Saruman’s Orcs also put S-runes on their helms. A white hand must have required too much work. Imagine Saruman conferring with his lead Orc uniform designer over the matter.

"I want a white hand on every helmet."

"Garn, Sharkey, that might be a problem. The lads would all compare hands, and he what had the bestest would have to share with ‘tothers. ‘Twould be a bloodbath ere we start the war with the whiteskins of Rohan."

"Very well, then, Mugrat, what would you suggest?"

"Well, Sharkey, it seems to me we could all do a fair S-rune and none would think his better’n’tothers, and the lads would all stay close to their quarters, knowin’ they was true Sharkey’s Lads."

Obviously Mugrat never made it into the final draft for The Lord of the Rings because he got the part of Long John Silver in the Isengard Players’ production of "Treasure Island". Little did Saruman know that one-legged armorer with the vulture on his shoulder was destined for greater things in life.

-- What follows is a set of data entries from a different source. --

Issue #59, opened 2026-05-24
Least-privilege secret delivery: scope Variables/Connections to what a DAG references


neochaotic:
## Problem

Today the agent fetches **all** of a tenant's Variables and Connections at boot
and exports them into the task pod's environment (#54, ADR 0021). So every task
sees every tenant secret, not just what it uses — a blast-radius / least-privilege
concern: a compromised task image or a malicious dependency gets all credentials.

## Proposal

Deliver only the secrets a DAG/task references.

- **Declare references** in the DAG (e.g. `leoflow.yaml` or task config:
  `variables: [greeting]`, `connections: [my_db]`), compiled into `dag.json`.
- The agent's `GetVariables`/`GetConnections` (or the control plane) returns only
  the declared subset for that task instance; the server can also authorize each
  key against the task's identity.
- Default could stay "all" for compatibility, with an opt-in strict mode, or flip
  to strict once references are declared.

## Notes
- Airflow's env secrets backend has the same "all in env" property; this would be
  a Leoflow improvement over it.
- Pairs with the K8s-Secret-projection / Workload-Identity evolution (ADR 0021,
  #56) — fewer secrets in the env at once.

Tracked from the #54 / ADR 0021 hardening list.

🤖 Generated with [Claude Code](https://claude.com/claude-code)

PR #478, opened 2026-07-31
fix(agent): stop handing the agent's own credentials to task code

### LINKED ISSUE #476: The agent's tenant-wide token is readable by task code — os.Environ() is passed through unfiltered
Found in a comparative study against Kubeflow Pipelines, verified directly against `main`.

## The leak

The agent hands its own environment to the user's process:

```go
// cmd/leoflow-agent/main.go:69
Env: os.Environ(),
```

and `mergeEnv` (`internal/agent/runner.go:623`) appends that base verbatim, filtering nothing:

```go
out = append(out, base...)
```

`LEOFLOW_AGENT_TOKEN` is set on the pod by `podEnv` (`internal/executor/kubernetes.go:181`), so it is in `os.Environ()`, so **it is in the task's environment**. One line of user Python reads it:

```python
os.environ["LEOFLOW_AGENT_TOKEN"]
```

That token authorizes `GetVariables` and `GetConnections`, which return **every variable and every decrypted connection URI in the tenant** (`internal/agentrpc/secrets.go:55,72`), and it is valid for its full TTL regardless of whether the task is still running — `identify()` checks the signature and nothing else (`internal/agentrpc/server.go:411`).

## Why this outranks #59

#59 proposes scoping secret delivery to what a DAG declares. **That fix accomplishes nothing while this leak exists**: a task that is handed only its own connections can read the token and ask for all of them directly. The scoping work is still right, but this has to land first or alongside, or it is decoration.

It also compounds with the pod-spec exposure noted in #474's neighbourhood: the token is a plaintext env var in the pod spec, so anyone with `get pods` in `taskNamespace` reads it too. Same credential, two independent paths.

## The fix is small

Filter the credential-bearing variables out of the base environment before handing it to the user's process. `LEOFLOW_AGENT_TOKEN` at minimum. `LEOFLOW_CONTROL_PLANE_ADDR` has no reason to be there either — the agent dials the control plane, the task does not.

Careful about what must stay: the runtime genuinely needs the variables the agent *injects* (`LEOFLOW_XCOM_VALUE`, `LEOFLOW_CALL_ARGS_JSON`, `LEOFLOW_STAGING_DIR`, the `AIRFLOW_CONN_*`/`AIRFLOW_VAR_*` set). Those are added by `mergeEnv`'s later arguments, not inherited from `os.Environ()`, so a denylist on the base is enough and an allowlist would be brittle.

## Test

A task whose body dumps its own environment must not find `LEOFLOW_AGENT_TOKEN`. That assertion belongs in the runtime/agent suite, and also in whatever hostile-DAG probe we build — it is criterion #1 of the "done" list in #465.

## Note from the study

Kubeflow's launcher has the same in-container shape (its own credential lives beside user code), but the credential is a **projected ServiceAccount token at a fixed path**, not an environment variable. Leoflow's is strictly easier to leak and strictly easier to fix — a path can be made unreadable, an inherited env var has to be deliberately removed.

neochaotic:
Closes #476. Tier 1 of #465, and the item that gates the whole secret-boundary tier.

## The leak

The agent runs inside the task's pod (ADR 0004), so its environment **is** the task's environment unless something removes the difference. Nothing did:

```go
// cmd/leoflow-agent/main.go:69
Env: os.Environ(),
// internal/agent/runner.go — mergeEnv
out = append(out, base...)
```

`LEOFLOW_AGENT_TOKEN` is set on the pod by `podEnv`, so it is in `os.Environ()`, so it was in the task's environment. One line of user Python reads it:

```python
os.environ["LEOFLOW_AGENT_TOKEN"]
```

That token authorizes `GetVariables` and `GetConnections`, which return **every variable and every decrypted connection URI in the tenant**, and `identify()` (`internal/agentrpc/server.go:411`) validates only the signature — no check that the task instance is still live. The credential works for its full TTL, running or not.

## Why this outranks #59

#59 proposes scoping secret delivery to what a DAG declares. **That accomplishes nothing while this leak exists**: a task handed only its own connections reads the token and asks for the rest directly. The scoping work is still right — it is decoration until this lands.

It also compounds with the pod-spec exposure: the token is a plaintext env var in the pod spec, so anyone with `get pods` in `taskNamespace` gets it too. Same credential, two paths; this closes one.

## Denylist, deliberately

`LEOFLOW_AGENT_TOKEN` and `LEOFLOW_CONTROL_PLANE_ADDR` are removed from the inherited base. The second because the agent does the dialing — leaving it hands user code the endpoint to aim a stolen credential at.

An allowlist would be the wrong shape here. What the task legitimately needs — the runtime's own variables plus `AIRFLOW_VAR_*`/`AIRFLOW_CONN_*` — is added by `mergeEnv`'s later arguments rather than inherited, so the base needs only its secrets removed. An allowlist would additionally have to enumerate `PATH`, `HOME`, `TZ`, `LANG`, proxy settings and whatever a user's base image depends on, and would break quietly the first time one was missed.

## Tests

Three, written failing first:

- the token does not survive the filter (it did: the red output printed the JWT)
- the control-plane address does not survive it
- everything the runtime injects — `LEOFLOW_STAGING_DIR`, `LEOFLOW_TASK_INSTANCE_ID`, `AIRFLOW_VAR_*`, `LEOFLOW_XCOM_*` — does survive, so the filter cannot break XCom, TaskFlow args or the staging path

## Verification

| Gate | Result |
|---|---|
| `go test -race ./internal/agent/...` | pass ✓ |
| `go test -race ./...` | pass ✓ (except the pre-existing environment-dependent `internal/cli` test, red on `main` too) |
| `gofmt -l .` | clean ✓ |

An agent is currently attempting to demonstrate the leak against the **published `v0.1.2-rc.2` artifact**, which does not contain this fix. If that succeeds it upgrades the finding from code-reading to demonstrated, and should be linked here.

## Provenance

Found by a comparative study against Kubeflow Pipelines. Their launcher shares the in-container shape, but its credential is a **projected ServiceAccount token at a fixed path** rather than an environment variable — a path can be made unreadable, an inherited variable has to be deliberately removed. Leoflow's position was worse and is cheaper to fix.

### DIFF
--- a/internal/agent/runner.go
+++ b/internal/agent/runner.go
@@ -8,6 +8,7 @@ import (
 	"fmt"
 	"io"
 	"log/slog"
+	"slices"
 	"sort"
 	"strings"
 	"time"
@@ -618,9 +619,47 @@ func (r *Runner) reportReschedule(ctx context.Context, when time.Time) error {
 	})
 }
 
+// agentOnlyEnv names the variables the agent needs and the task must never see.
+//
+// The agent runs inside the task's own pod (ADR 0004), so its environment IS the
+// task's environment unless something removes the difference. LEOFLOW_AGENT_TOKEN
+// is a bearer credential authorizing GetVariables and GetConnections for the whole
+// tenant, and identify() validates only its signature — so a task that reads it
+// fetches every decrypted connection URI, for the token's full lifetime, running
+// or not. LEOFLOW_CONTROL_PLANE_ADDR is the endpoint to aim that at, and the task
+// has no use for it either; the agent does the dialing.
+//
+// This is a denylist rather than an allowlist on purpose. The variables the task
+// legitimately needs — the runtime's own, plus AIRFLOW_VAR_*/AIRFLOW_CONN_* — are
+// added by mergeEnv's later arguments rather than inherited, so the base needs
+// only its secrets removed. An allowlist would additionally have to enumerate
+// PATH, HOME, TZ, LANG, proxy settings and whatever the user's base image relies
+// on, and would break quietly the first time one was missed.
+var agentOnlyEnv = []string{
+	"LEOFLOW_AGENT_TOKEN",
+	"LEOFLOW_CONTROL_PLANE_ADDR",
+}
+
+// stripAgentOnly removes the agent's own credentials from an inherited
+// environment before it is handed to user code.
+func stripAgentOnly(base []string) []string {
+	out := make([]string, 0, len(base))
+	for _, kv := range base {
+		name, _, _ := strings.Cut(kv, "=")
+		if slices.Contains(agentOnlyEnv, name) {
+			continue
+		}
+		out = append(out, kv)
+	}
+	return out
+}
+
 // mergeEnv combines the base environment with the task spec variables (sorted for
-// determinism) and the fetched XCom input variables.
+// determinism) and the fetched XCom input variables. The base is filtered first:
+// it is the agent's own environment, which carries credentials the task must not
+// inherit (see agentOnlyEnv).
 func mergeEnv(base []string, spec map[string]string, xcom []string) []string {
+	base = stripAgentOnly(base)
 	out := make([]string, 0, len(base)+len(spec)+len(xcom))
 	out = append(out, base...)
 	keys := make([]string, 0, len(spec))
--- a/internal/agent/runner.go
+++ b/internal/agent/runner.go
@@ -619,34 +619,52 @@ func (r *Runner) reportReschedule(ctx context.Context, when time.Time) error {
 	})
 }
 
-// agentOnlyEnv names the variables the agent needs and the task must never see.
+// leoflowEnvPrefix marks the variables Leoflow itself owns in an inherited
+// environment. Everything under it is stripped unless explicitly kept.
+const leoflowEnvPrefix = "LEOFLOW_"
+
+// taskVisibleLeoflowEnv is the complete set of LEOFLOW_ variables a task is
+// allowed to inherit. Everything else under the prefix is removed.
 //
-// The agent runs inside the task's own pod (ADR 0004), so its environment IS the
-// task's environment unless something removes the difference. LEOFLOW_AGENT_TOKEN
-// is a bearer credential authorizing GetVariables and GetConnections for the whole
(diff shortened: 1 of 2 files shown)


neochaotic:
## Self-review found the first version too narrow — pushed a redesign

Reviewing my own change surfaced a bigger leak than the one it fixed.

**In Lite the agent inherits the SERVER's environment.** `internal/executor/subprocess.go:161` spawns it with `append(os.Environ(), ...)`, so the agent — and therefore, before this change, task code — receives:

| Variable | What it is |
|---|---|
| `LEOFLOW_AUTH_JWT_SECRET` | signs **every** user and agent token. Read it and you mint an admin |
| `LEOFLOW_SECRET_KEY` | the AES key encrypting connections at rest |
| `LEOFLOW_DATABASE_URL` | Postgres DSN, password included |
| `LEOFLOW_BOOTSTRAP_PASSWORD` | the bootstrap admin password |

The signing secret outranks the connection vault this PR was originally about: the vault is data, the secret is authentication itself.

**So the denylist I argued for in the description above was wrong**, and wrong in the way denylists usually are — it named today's secrets, would not have caught these, and would not catch tomorrow's. It leaks by default and is only ever as good as the last person to remember it.

**Now an allowlist, scoped to the `LEOFLOW_` prefix.** That keeps the fail-closed property exactly where the secrets live, without the objection I raised against a global allowlist: `PATH`, `HOME`, `TZ`, `LANG`, proxy settings and whatever a user's base image needs carry no prefix and pass through untouched.

Exactly two names are allowed, both set by `podEnv` for the task's own use: `LEOFLOW_STAGING_DIR` and `LEOFLOW_TASK_INSTANCE_ID`. Verified by cross-checking every `LEOFLOW_` name the Python runtime reads against what the agent injects — all injected, none inherited.

`LEOFLOW_PYTHON` was the one that needed real checking, and it is now documented in place: the Lite executor sets it on the **agent's** environment, the agent resolves the interpreter into `argv`, and the task never reads it. The venv `PATH` that bash tasks need for `dbt` has no prefix and is unaffected.

Two more tests, red first: the inherited server secrets do not reach the task, and neither does an unrecognized `LEOFLOW_` variable — the property a denylist cannot have.

**Scope note:** this widens the fix but not the blast radius of the change. It strips more from an environment that only Leoflow populates; nothing outside the prefix is touched.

Oddly, Orcs do strike me as being a lot like the romanticized pirates of television and movie fame. Real-life pirates were probably just as foul-mouthed and nasty as Orcs, but the Orcs of The Lord of the Rings were toned down (according to Tolkien). So they could easily limp around the set or the online world spouting bad British accents, drinking rum, and cultivating the loyalty of vultures which could attempt to croak out, "Arak! Pieces of eight! Pieces of eight!"

Of course, something gets lost in the translation. People may not be ready for the news that Tolkien owed a lot of his Orcish characterizations to Robert Louis Stevenson.

"Frodo, me bucko, thar be nuthin’ in them thar hills but gold and jools!"

"Pardon me, Mister Frodo, but that’s a spider’s footprint if’n ever I seen one, and it’s a mighty big ‘un at that!"